Technical Note: Using wavelet analyses on water depth time series to detect glacial influence in high-mountain hydrosystems

Abstract

Worldwide, the rapid shrinking of glaciers in response to ongoing climate change is currently modifying the glacial meltwater contribution to hydrosystems in glacierized catchments. Assessing the contribution of glacier run-off to stream discharge is therefore of critical importance to evaluate potential impact of glacier retreat on water quality and aquatic biota. This task has challenged both glacier hydrologists and ecologists over the last 20 yr due to both structural and functional complexity of the glacier-stream system interface. Here we propose a new methodological approach based on wavelet analyses on water depth time series to determine the glacial influence in glacierized catchments. We performed water depth measurement using water pressure loggers over ten months in 15 stream sites in two glacier-fed catchments in the Ecuadorian Andes (> 4000 m). We determined the global wavelet spectrum of each time series and defined the Wavelet Glacier Signal (WGS) as the ratio between the global wavelet power spectrum value at a 24 h-scale and its corresponding significance value. To test the relevance of the WGS we compared it with the percentage of the glacier cover in the catchments, a metric of glacier influence often used in the literature. We then tested whether one month data could be sufficient to reliably determine the glacial influence. As expected we found that the WGS of glacier-fed streams decreased downstream with the increasing of non-glacial tributaries.
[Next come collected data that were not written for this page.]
PR #14224, opened 2019-06-14
Bugfix: Fix unescaped dash in character group in regex 

mvorisek:
| Questions     | Answers
| Branch?       | 1.7.6.x
| Description?  | PHP needs 2 backslashes to produce one backslash in the string itself. <br/>Regex needs 2 backslashes to produce one backslash in the regex itself.
| Type?         | bug fix
| Category?     | BO
| BC breaks?    | no
| Deprecations? | no
| How to test?  | Try with php7.3

---
This change is [Reviewable](https://reviewable.io/reviews/prestashop/prestashop/14224)

### DIFF
--- a/classes/PrestaShopAutoload.php
+++ b/classes/PrestaShopAutoload.php
@@ -286,9 +286,9 @@ class PrestaShopAutoload
                 } elseif (substr($file, -4) == '.php') {
                     $content = file_get_contents($rootDir . $path . $file);
 
-                    $namespacePattern = '[\\a-z0-9_]*[\\]';
+                    $namespacePattern = '[\\\\a-z0-9_]*[\\\\]';
                     $pattern = '#\W((abstract\s+)?class|interface)\s+(?P<classname>' . basename($file, '.php') . '(?:Core)?)'
-                                . '(?:\s+extends\s+' . $namespacePattern . '[a-z][a-z0-9_]*)?(?:\s+implements\s+' . $namespacePattern . '[a-z][\\a-z0-9_]*(?:\s*,\s*' . $namespacePattern . '[a-z][\\a-z0-9_]*)*)?\s*\{#i';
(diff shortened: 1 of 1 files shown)


classes/PrestaShopAutoload.php
```diff
@@ -286,9 +286,9 @@ protected function getClassesFromDir($path, $hostMode = false)
                 } elseif (substr($file, -4) == '.php') {
                     $content = file_get_contents($rootDir . $path . $file);
 
-                    $namespacePattern = '[\\a-z0-9_]*[\\]';
+                    $namespacePattern = '[\\\\a-z0-9_]*[\\\\]';
```
PierreRambaud, line 289: We're in a quote context.
```php
echo '\t';  // => '\t'
echo "\t"; // => '	'
```
Can you give us an example where it fails? :thinking:

mvorisek: PHP 7.3 uses newer POSIX regex engine and regexes like `~[\d-_]~` became invalid. The fixed regex may became invalid someday too, so I fixed it. - as character is safe to use only as regular range operator or when it is placed the most left or the most right in the character group.

mvorisek:
PHP 7.3 uses newer POSIX regex engine and regexes like `~[\d-_]~` became invalid. The fixed regex may became invalid someday too, so I fixed it. - as character is safe to use only as regular range operator or when it is placed the most left or the most right in the character group.

PierreRambaud:
Oh yes, you're right, didn't think about 7.3 :P

PierreRambaud (approved):
I'm in favor of applying this change. But don't know if we can keep the 1.7.6.x target.

mvorisek:
@PierreRambaud 
> I'm in favor of applying this change. But don't know if we can keep the 1.7.6.x target.

Opened a PR to `develop` branch, see https://github.com/PrestaShop/PrestaShop/pull/14223

PR #14225, opened 2019-06-14
Update facetedsearch cache

PierreRambaud:
| Questions     | Answers
| Branch?       | 1.7.6.x
| Description?  | Facetedsearch template is not created after installation due to the fact that fixtures are installed after modules.
| Type?         | bug fix
| Category?     | IN
| BC breaks?    | no
| Deprecations? | no
| How to test?  | Facetedsearch must be installed with a template. #14197 must be merged first.

---
This change is [Reviewable](https://reviewable.io/reviews/prestashop/prestashop/14225)

### DIFF
--- a/install-dev/fixtures/fashion/install.php
+++ b/install-dev/fixtures/fashion/install.php
@@ -42,4 +42,21 @@ class InstallFixturesFashion extends XmlLoader
 
         return $this->createEntity('customer', $identifier, 'Customer', $data, $data_lang);
     }
+
+    /**
+     * @{inheritdoc}
+     */
+    public function populateFromXmlFiles()
+    {
+        parent::populateFromXmlFiles();
+
+        /**
+         * Refresh facetedsearch cache
+         */
+        /** @var Ps_Facetedsearch */
+        $facetedSearch = Module::getInstanceByName('ps_facetedsearch');
+        $facetedSearch->buildLayeredCategories();
+        $facetedSearch->rebuildLayeredCache();
+        $facetedSearch->fullPricesIndexProcess(0, false);
+    }
 }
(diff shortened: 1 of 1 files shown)


install-dev/fixtures/fashion/install.php
```diff
@@ -42,4 +42,23 @@ public function createEntityCustomer($identifier, array $data, array $data_lang)
...
+
+        /**
+         * Refresh facetedsearch cache
+         */
+        /** @var Ps_Facetedsearch */
+        $facetedSearch = Module::getInstanceByName('ps_facetedsearch');
+        if ($facetedSearch) {
+            $facetedSearch->buildLayeredCategories();
+            $facetedSearch->rebuildLayeredCache();
+            $facetedSearch->fullPricesIndexProcess(0, false);
```
Quetzacoalt91: I'm not in favor having a strong dependency between the core and a specific module. If one day one of these method disparears without taking care of the compatibility, all installation may crash.

May I suggest a hook instead?

PierreRambaud: No problem, I'll try something else :)

PierreRambaud: I tried with `to_reset` in https://github.com/PrestaShop/PrestaShop/blob/develop/themes/classic/config/theme.yml#L54 but because there's no data, nothing happened.
And there's no hook in the whole installer. And I think fixtures must be the last step of the installer :( I'm stuck :/

PierreRambaud: Should be better using the module manager :)

Quetzacoalt91 (approved):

We also found that the WGS and the percentage of the glacier cover in the catchment were significantly positively correlated and that one month data was sufficient to identify and compare the glacial influence between two sites, provided that the water level time series were acquired over the same period. Furthermore, we found that our method permits to detect glacial signal in supposedly non-glacial sites, thereby evidencing glacial meltwater infiltrations. While we specifically focused on the tropical Andes in this paper, our approach to determine glacier influence would be applicable to temperate and arctic glacierized catchments. The WGS therefore appears as a powerful and cost effective tool to better understand the hydrological links between glaciers and hydrosystems and assess the consequences of rapid glacier melting.